Today, the high school where I teach had an “environmental awareness” seminar. I walked in during the middle, so I did not catch the woman’s name. The kids said that she had worked with Al Gore, and that many of her slides were similar to those in the movie. I tried to keep quiet, but when she started saying that the seas were going to rise by 20 feet (she even said that 40 feet was a possibility), I said that the consensus was 20 centimeters. She also explained away all the scientists who disagree with her on global warming by saying they were paid for by energy companies, just as the tobacco companies paid scientists to deny a link between smoking and cancer.

The kids did not like her very much. I think she went over the way the movie “Reefer Madness” went over when it was shown in the 1950’s. When you’re over-the-top with teenagers, they tend to resist.

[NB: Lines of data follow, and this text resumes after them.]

PR #4559, opened 2021-08-28
Add night adaptation control to ColorGrading

romainguy:
In low-light conditions, peak luminance sensitivity of the eye shifts toward the blue end of the visible spectrum. This effect called the Purkinje effect occurs during the transition from photopic (cone-based) vision to scotopic (rod-based) vision. Because the rods and cones use the same neural pathways, a color shift is introduced as the rods take over to
improve low-light perception.

This function aims to (somewhat) replicate this color shift and peak luminance sensitivity increase to more faithfully reproduce scenes in low-light conditions as they would be perceived by a human observer (as opposed to an artificial observer such as a camera sensor).

The night adaptation can be controlled using a 0..1 factor for artistic reasons using the new `ColorGrading::Builder::nightAdaptation(float)` API.

Color spectrum without and with night adaptation:
Screen Shot 2021-08-28 at 1 23 05 PM
Screen Shot 2021-08-28 at 1 23 02 PM

HDR spectrum (0EV, +1EV, +2EV, +4EV) without and with night adaptation, with luminance scaling and gamut mapping always on:
Screen Shot 2021-08-28 at 1 24 33 PM
Screen Shot 2021-08-28 at 1 24 36 PM

Example of fully adapted scene:
Screen Shot 2021-08-21 at 12 14 35 AM

Scene without any adaptation:
Screen Shot 2021-08-21 at 12 28 26 AM

And with full adaptation:
Screen Shot 2021-08-21 at 12 28 44 AM


tools/rgb-to-lmsr/src/main.cpp
```diff
@@ -0,0 +1,1365 @@
+/*
+ * Copyright (C) 2018 The Android Open Source Project
```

But maybe her problem was that it’s so bloody cold outside. I looked up the history of heating-degree days for our area, and this page says that normal for 1961-1990 is 4046 per year. According to today’s Washington Post, we are at 3839 for the winter so far (their “normal” is 3874), and the forecast for the next ten days suggests to me that we have a good chance of topping 4046 for the winter before we hit May.

Using the heating-degree-day metric, it looks like this winter is going to turn out to be close to normal relative to 1961-1990. I know that this is only one part of the world, and this is just one season of one year. But in economics, if we were looking at a recent trend and a number came in way off that trend, that would be considered an interesting data point. If, say, the consumer price index or personal income per capita in the DC area were to come in at the average levels seen in 1961-1990, the economics profession would have some ‘splainin’ to do. We’d wonder what we have to do to our models to make the point fit.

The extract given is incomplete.